■ **TASK GOAL**
Pull each line containing "jonluca" from the data.

■ **WORKING DATA**
PR #139, opened 2022-08-07
fix(types): fixed typescript definition

jonluca:
The typescript definition was missing the `function` keyword.

### DIFF
--- a/lib/portfinder.d.ts
+++ b/lib/portfinder.d.ts
@@ -6,7 +6,7 @@
 
 type PortfinderCallback = (err: Error, port: number) => void;
 
-interface PortFinderOptions{
+interface PortFinderOptions {
   /**
    * Host to find available port on.
    */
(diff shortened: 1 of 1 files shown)


lib/portfinder.d.ts
```diff
@@ -46,7 +46,7 @@ export let highestPort: number;
 /**
  * Set the higheset port to end any port search from.
  */
-export setHighestPort(port: number);
+export function setHighestPort(port: number);
```
eriktrom, line 49: @jonluca - can we make this not pass CI when this fails like it did?

eriktrom: if u don't have time just let me know, otherwise, gratzi

eriktrom: nvm #141 looks to address that

eriktrom (approved):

■ **YOUR SOLUTION**
jonluca:
eriktrom, line 49: @jonluca - can we make this not pass CI when this fails like it did?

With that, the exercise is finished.